2017-07-20

Cato: Lucia and PHH: Two Cases, Two Arguments for Constitutional Principles

It’s not often an appellate court agrees to re-hear a case en banc—that is, reexamine a decided case with all active judges participating—and when it does, usually it’s because the case is of particular importance.  Today the federal appeals court in D.C. heard two such cases, and both address fundamental issues of due process and constitutional integrity.  Heavy and exciting stuff.  Cato filed amicus briefs in both cases, given their potential impact on core principles of liberty and the rule of law.

The first case, Lucia v. SEC, considers the role of the Administrative Law Judge (ALJ).  While the case was nominally about whether ALJs are inferior officers, and therefore subject to certain constitutional appointment and removal proceedings, at its heart is the question: what makes a judge a judge?

Most Americans expect that if the government is going to haul them in for alleged wrongdoing, they’ll at least have their case heard by an impartial judge, with all the usual legal protections.  And this is what Americans should expect.  Unfortunately, some federal agencies operate differently, using their own internal administrative proceedings, with their own ALJs, to determine if someone has broken the rules, and to impose a fine or other punishment.
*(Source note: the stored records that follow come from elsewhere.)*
PR #1613, opened 2023-03-21
Cleanup after removal of the resources estimator

DmitryVasilevsky:
1. Removed parameter that is no longer used (and switched to a beta package to do that)
2. Removed test that is no longer tests anything.

### DIFF
--- a/src/QsCompiler/Tests.Compiler/TestCases/LocalVerification.qs
+++ b/src/QsCompiler/Tests.Compiler/TestCases/LocalVerification.qs
@@ -1380,8 +1380,6 @@ namespace Microsoft.Quantum.Testing.LocalVerification {
     @Test("QuantumSimulator")
     function ValidTestAttribute10 () : ((Unit)) {}
 
-    function ValidTestAttribute11 (arg : Unit) : Unit { }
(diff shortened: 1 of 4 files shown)


src/QsCompiler/Tests.Compiler/TestCases/LocalVerification.qs
```diff
@@ -1380,8 +1380,6 @@ namespace Microsoft.Quantum.Testing.LocalVerification {
     @Test("QuantumSimulator")
     function ValidTestAttribute10 () : ((Unit)) {}
 
-    function ValidTestAttribute11 (arg : Unit) : Unit { }
```
cesarzc, line 1383: Was this missing the `@Test` attribute before?

cesarzc (approved):

src/QsCompiler/Tests.Compiler/TestCases/LocalVerification.qs
DmitryVasilevsky: It was testing local resource estimation only. I removed the attribute, but left the function in my previous PR.

PR #1620, opened 2023-07-20
Fix metadata warnings for doc builds

Bradben:
Add an ms.author value, and format the date correctly. This should fix the thousands of warnings in the API doc builds every month.


Bradben:
@kuzminrobin - This is a simple fix that should take care of all those build warnings from the docs build every month. I may not have my build environment set up correctly for this repo, though - can you take a look or just add the updates yourself in a different PR? Thanks.

kuzminrobin:
Closing in favor of #1623

PR #1623, opened 2023-07-31
Fix metadata warnings for doc builds.

kuzminrobin:
Fix metadata warnings for doc builds (authored by @Bradben).
Replaces #1620.

### DIFF
--- a/src/Documentation/DocumentationGenerator/DocumentationWriter.cs
+++ b/src/Documentation/DocumentationGenerator/DocumentationWriter.cs
@@ -145,8 +145,10 @@ namespace Microsoft.Quantum.Documentation
                 ["title"] = title,
 
                 // docs.ms metadata
-                ["ms.date"] = DateTime.Today.ToString(),
+                ["ms.date"] = DateTime.Today.ToString("MM/dd/yyyy"),
                 ["ms.topic"] = "managed-reference",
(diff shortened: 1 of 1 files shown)


src/Documentation/DocumentationGenerator/DocumentationWriter.cs
```diff
@@ -145,8 +145,10 @@ public async Task WriteOutput(QsNamespace ns, DocComment docComment)
                 ["title"] = title,
 
                 // docs.ms metadata
-                ["ms.date"] = DateTime.Today.ToString(),
+                ["ms.date"] = DateTime.Today.ToString("MM/dd/yyyy"),
```
ScottCarda-MS, line 148: Does this format need localization?

kuzminrobin: I don't think so. I believe this change is to resolve the Doc warnings like [here](https://github.com/MicrosoftDocs/quantum-api/pull/98), search for "Invalid date format for".

@bradben, please correct me if I'm wrong.

Bradben: Correct. Format can't include the timestamp, only mm/dd/yyyy.

Bradben (approved):

billti (approved):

The vast majority of ALJs work for the Social Security Administration, determining whether individuals are eligible for benefits.  As Lucia’s lawyer pointed out in argument today, there is a big difference between ALJs determining whether someone will receive something from the government, as the Social Security Administration’s ALJs do, and determining whether the government will take something from someone.

ALJs who oversee adversarial proceedings, such as those at the SEC along with a handful of other agencies, exercise a level of discretion and carry out responsibilities almost indistinguishable from those of judges in federal court.  The SEC has argued that the crucial difference is that ALJs’ decisions are not technically final until the Commissioners themselves have signed off on them.  But while the Commissioners review the ALJs’ application of the law, they do not review what is known as “findings of fact” or the admissibility of evidence.  That means that the ALJs are the only people who decide what documents and testimony will be used to prove the case, listen to the witnesses and decide whether they’re telling the truth, and determine what “really” happened.